● **PROBLEM REQUIREMENTS**: Check each line of the data for "without", and copy the ones that have it.
╭─ MATERIAL FOR THIS EXERCISE
PR #480, opened 2026-04-14
[TE-5578] Auto-collect git metadata for plan command

gchan:
## Description

When the plan command runs with test selection enabled (`--selection-strategy`), it now automatically collects git commit metadata and sends it with the API request. This removes the need for customers to manually script metadata collection with `--metadata` flags.

The auto-collection gathers up to 17 fields in three phases:
- **Commit metadata** (single `git log` call): SHA, parents, author/committer name/email/date, message
- **Diff fields** (explicit `git merge-base` then 4 `git diff` commands): files changed, numstat, full diff, raw diff
- **Context fields**: branch name, base branch, pipeline slug, build UUID

Base branch resolution uses a 3-level fallback: explicit `--metadata base_branch=...`, `$BUILDKITE_PULL_REQUEST_BASE_BRANCH`, then auto-detection via remote/HEAD → main → master. The `--remote` flag (default `"origin"`, configurable via `BUILDKITE_TEST_ENGINE_REMOTE`) controls which git remote is used.

Each phase degrades gracefully — git failures log debug warnings and skip affected keys without blocking CI. User-provided `--metadata` values always take precedence over auto-collected values. Empty auto-collected values are filtered at the merge site to avoid sending meaningless keys in the API request.

This also DRYs up shared logic between the new plan path and the existing backfill command (TE-5476): record parsing (`parseRecord`), diff command execution (`runDiffCommands`), and struct-to-map conversion (`ToMap`) are now shared. Both paths use explicit two-arg diff (`base commit`) rather than triple-dot syntax.

## Context

Resolves [TE-5578](https://linear.app/buildkite/issue/TE-5578)

## Changes

- Add `ResolveBaseBranch` and `CollectPlanMetadata` for plan auto-collection
- Integrate git metadata auto-collection into `plan()`, gated on `--selection-strategy`
- Add `--remote` flag to plan command under "PREVIEW: TEST SELECTION" category
- Refactor `collectCommitMetadata` to parse into `CommitMetadata` struct via `ToMap`
- Extract shared `runDiffCommands` with two-arg diff form and `CommitDiffs.ToMap`
- Extract shared `parseRecord` from duplicated parsing logic in `metadata.go`
- Use explicit `git merge-base` instead of triple-dot syntax for diff collection
- Filter empty metadata values at the merge site via `mergeNonEmpty`
- Extract `MergeMetadata` with user-precedence semantics and tests
- Guard against empty remote in `ResolveBaseBranch`
- Route success log messages through `debug.Printf`, keep warnings on stderr
- Always include `parent_shas` in `CommitMetadata.ToMap` (empty string for root commits)
- Fix `TrimRight` → `TrimSuffix` for record separator stripping
- Use `buildRecord` test helper with package constants instead of hex escapes
- Use `cmp.Diff` with full expected maps across all tests
- Document auto-collection in README and update backfill docs with shared env var

## Verification

Backed by specs. AI assisted.

```bash
go test ./internal/git/ ./internal/command/ . -count=1
```

21 new tests covering `ResolveBaseBranch`, `CollectPlanMetadata`, `CommitMetadata.ToMap`, `CommitDiffs.ToMap`, and `MergeMetadata`. All tests use `cmp.Diff` against complete expected maps.

## Deployment

Low risk. Auto-collection is gated behind `BKTEC_PREVIEW_SELECTION` and only runs when `--selection-strategy` is set. No change to existing plan or backfill behaviour when selection is not enabled.

## Rollback

Yes

### DIFF
--- a/internal/command/plan.go
+++ b/internal/command/plan.go
@@ -13,6 +13,7 @@ import (
 	"github.com/buildkite/test-engine-client/internal/api"
 	"github.com/buildkite/test-engine-client/internal/config"
 	"github.com/buildkite/test-engine-client/internal/debug"
+	"github.com/buildkite/test-engine-client/internal/git"
 	"github.com/buildkite/test-engine-client/internal/plan"
 	"github.com/buildkite/test-engine-client/internal/runner"
 	"github.com/buildkite/test-engine-client/internal/version"
@@ -35,6 +36,11 @@ var (
 // This command creates a test plan via the API
 func Plan(ctx context.Context, cfg *config.Config, testFileList string, outputFormat PlanOutput, template string) error {
 	fmt.Fprintln(os.Stderr, "+++ Buildkite Test Engine Client: bktec "+version.Version+"\n")
+
+	// Auto-collect git metadata when selection is active
+	if cfg.SelectionStrategy != "" {
+		autoCollectGitMetadata(ctx, cfg, &git.ExecGitRunner{})
+	}
 
 	testRunner, err := runner.DetectRunner(cfg)
 	if err != nil {
@@ -145,6 +151,31 @@ func createTestPlan(ctx context.Context, cfg *config.Config, files []string, api
 	}
 
 	return testPlan, nil
+}
+
+// autoCollectGitMetadata collects git commit metadata and merges it into
+// cfg.Metadata. User-provided metadata values (from --metadata) take
+// precedence over auto-collected values.
+func autoCollectGitMetadata(ctx context.Context, cfg *config.Config, runner git.GitRunner) {
+	// Check if we're in a git repo
+	if _, err := runner.Output(ctx, "rev-parse", "--git-dir"); err != nil {
+		fmt.Fprintln(os.Stderr, "Warning: not a git repository, skipping metadata auto-collection")
+		return
+	}
+
+	// Use user-provided base_branch from --metadata if present
+	explicit := cfg.Metadata["base_branch"]
+	remote := cfg.Remote
+	baseBranch, err := git.ResolveBaseBranch(ctx, runner, explicit, remote)
+	if err != nil {
+		fmt.Fprintf(os.Stderr, "Warning: could not resolve base branch for diff metadata. "+
+			"Set --metadata base_branch=<branch> if your repo uses a non-standard default branch.\n")
+	} else {
+		debug.Printf("auto-detected base branch: %s", baseBranch)
+	}
+
+	autoMetadata := git.CollectPlanMetadata(ctx, runner, baseBranch)
+	cfg.Metadata = git.MergeMetadata(cfg.Metadata, autoMetadata)
 }
 
 func handleError(err error) error {
--- a/internal/command/plan.go
+++ b/internal/command/plan.go
@@ -168,8 +168,8 @@ func autoCollectGitMetadata(ctx context.Context, cfg *config.Config, runner git.
 	remote := cfg.Remote
 	baseBranch, err := git.ResolveBaseBranch(ctx, runner, explicit, remote)
 	if err != nil {
-		fmt.Fprintf(os.Stderr, "Warning: could not resolve base branch for diff metadata. "+
-			"Set --metadata base_branch=<branch> if your repo uses a non-standard default branch.\n")
+		fmt.Fprintln(os.Stderr, "Warning: could not resolve base branch for diff metadata. "+
+			"Set --metadata base_branch=<branch> if your repo uses a non-standard default branch.")
 	} else {
 		debug.Printf("auto-detected base branch: %s", baseBranch)
 	}
--- a/internal/git/auto_metadata.go
+++ b/internal/git/auto_metadata.go
@@ -80,51 +80,14 @@ func collectCommitMetadata(ctx context.Context, runner GitRunner, metadata map[s
 		return
 	}
 
-	meta, ok := parseCommitRecord(output)
+	record := strings.TrimRight(output, recordSeparator+"\n ")
+	meta, ok := parseRecord(record)
 	if !ok {
+		debug.Printf("Warning: git log returned unparseable output; skipping commit metadata")
 		return
 	}
 
 	mergeNonEmpty(metadata, meta.ToMap())
-}
-
-// parseCommitRecord parses a single git log record (using MetadataFormat
-// separators) into a CommitMetadata struct. Returns false if the record
-// is empty or has too few fields. Reuses the same parsing logic as
-// FetchBulkMetadata.
-func parseCommitRecord(output string) (CommitMetadata, bool) {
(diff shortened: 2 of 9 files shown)


gchan:
Evidence of this working in a local environment: https://github.com/buildkite/buildkite/pull/29016#issuecomment-4257634296 (private repo)

internal/command/plan.go
```diff
@@ -147,6 +153,31 @@ func createTestPlan(ctx context.Context, cfg *config.Config, files []string, api
...
+		return
+	}
+
+	// Use user-provided base_branch from --metadata if present
+	explicit := cfg.Metadata["base_branch"]
+	remote := cfg.Remote
+	baseBranch, err := git.ResolveBaseBranch(ctx, runner, explicit, remote)
+	if err != nil {
+		fmt.Fprintf(os.Stderr, "Warning: could not resolve base branch for diff metadata. "+
+			"Set --metadata base_branch=<branch> if your repo uses a non-standard default branch.\n")
```
nprizal: There's no formatting here, maybe use `Fprintln`? Then we can remove the `\n`.
```suggestion
		fmt.Fprintln(os.Stderr, "Warning: could not resolve base branch for diff metadata. "+
			"Set --metadata base_branch=<branch> if your repo uses a non-standard default branch.")
```

nprizal:
@codex review

nprizal:
@codex review

internal/git/auto_metadata.go
```diff
@@ -0,0 +1,193 @@
...
+// git log call with the same format as FetchBulkMetadata, parses it into
+// a CommitMetadata struct, and flattens it into the metadata map via ToMap.
+func collectCommitMetadata(ctx context.Context, runner GitRunner, metadata map[string]string) {
+	output, err := runner.Output(ctx, "log", "-1", fmt.Sprintf("--format=%s", MetadataFormat))
+	if err != nil {
+		debug.Printf("Warning: git log failed, skipping commit metadata: %v", err)
+		return
+	}
+
+	record := strings.TrimSpace(strings.TrimSuffix(output, recordSeparator))
```
nprizal: 👋 Claude here — I was reviewing this PR and think this trim order silently corrupts every commit message on the plan path.

Real `git log` output ends in `\x1e\n` (git always appends a newline). `TrimSuffix` for `\x1e` sees the trailing `\n` and no-ops; `TrimSpace` then strips the `\n` but leaves `\x1e` behind — which rides along into `fields[8]` and survives `TrimSpace` (not Unicode whitespace). Every message ends up as `"...\n\u001e"` in the API payload, while the backfill path stores the same commit cleanly.

Tests miss it because `buildRecord` ends at `\x1e` with no trailing `\n` — the one shape where the current order happens to work.

```suggestion
	record := strings.TrimSuffix(strings.TrimSpace(output), recordSeparator)
```
A fixture ending in `\x1e\n` would lock it in.

nprizal: I'm not familiar with `git log` and the exising metadata backfill, so I'm not sure if this is valid. Feel free to ignore if you think its irelevant.

gchan: Seems legit:

image

internal/command/plan.go
gchan: Good call — switched to `Fprintln` and dropped the trailing `\n` in 51cc9d901de0f8b764b65f20ca156bd61a449caa.

internal/git/auto_metadata.go
```diff
@@ -0,0 +1,193 @@
...
+		{value: os.Getenv("BUILDKITE_PULL_REQUEST_BASE_BRANCH"), source: "BUILDKITE_PULL_REQUEST_BASE_BRANCH"},
+	}
+
+	for _, c := range candidates {
+		if c.value == "" {
+			continue
+		}
+		ref := c.value
+		if !strings.HasPrefix(ref, remote+"/") {
+			ref = remote + "/" + ref
```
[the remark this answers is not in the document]
gchan: Fixed in a780239eb1b5e335fd8e7dd59a98e607ce14c4c0. 

Rather than a `contains("/")` heuristic (which would misclassify legitimate bare-branch patterns like `release/v2` or `feature/foo` as qualified), `ResolveBaseBranch` now probes each candidate verbatim first, then falls back to `<remote>/<candidate>` if the literal value does not resolve. This handles every shape without heuristics:

- `main` — verbatim fails, `origin/main` succeeds
- `release/v2` — verbatim fails, `origin/release/v2` succeeds (old behaviour preserved)
- `upstream/main` — verbatim succeeds (previously was rewritten to `origin/upstream/main` and silently dropped)
- `refs/heads/release` — verbatim succeeds (previously was rewritten and dropped)
- `origin/main` — verbatim succeeds

Regression tests added: `TestResolveBaseBranch_ExplicitQualifiedDifferentRemote`, `TestResolveBaseBranch_ExplicitFullyQualifiedRef`, `TestResolveBaseBranch_EnvVarQualifiedRef`.

internal/git/auto_metadata.go
gchan: Nice catch — confirmed and fixed in eae355fc966ecbc1eb306c8b5a31808cda467e08.

We caught production evidence of this in the Kafka message stream: every plan-path commit message ended in the ASCII record separator byte (U+001E), JSON-encoded into the downstream payload. Exactly the failure mode you described:

1. `TrimSuffix` with the record separator saw the trailing `\n` at the end of real git output, no-oped.
2. `TrimSpace` then stripped the `\n`, leaving the record separator trapped inside `fields[8]`.
3. Per-field `TrimSpace` does not touch that byte (U+001E is not Unicode whitespace), so it rode into the commit message value and out the API payload.

Swapped the order to `strings.TrimSuffix(strings.TrimSpace(output), recordSeparator)` and added `TestCollectPlanMetadata_TrailingNewline` with a fixture ending in `recordSeparator + "\n"` (matching real git output) plus an explicit `!strings.Contains(got["message"], recordSeparator)` assertion. Verified the new test fails against the old code and passes against the fix.

Thanks for the detailed analysis, especially the note about the test fixture being the one shape where the buggy order happens to work.

gchan: For the record — the concern was real. Production Kafka data confirmed the trailing ASCII record separator byte (U+001E) on every plan-path commit message. Fixed in eae355fc966ecbc1eb306c8b5a31808cda467e08 with a regression test using a fixture that matches real git log output.

internal/git/auto_metadata.go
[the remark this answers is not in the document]
gchan: ^ This was AI

internal/git/auto_metadata.go
gchan: ^ Last two messages was AI.

nprizal (approved):
🚀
╰─
● **EXERCISE OUTPUT**:
Each phase degrades gracefully — git failures log debug warnings and skip affected keys without blocking CI. User-provided `--metadata` values always take precedence over auto-collected values. Empty auto-collected values are filtered at the merge site to avoid sending meaningless keys in the API request.
Rather than a `contains("/")` heuristic (which would misclassify legitimate bare-branch patterns like `release/v2` or `feature/foo` as qualified), `ResolveBaseBranch` now probes each candidate verbatim first, then falls back to `<remote>/<candidate>` if the literal value does not resolve. This handles every shape without heuristics:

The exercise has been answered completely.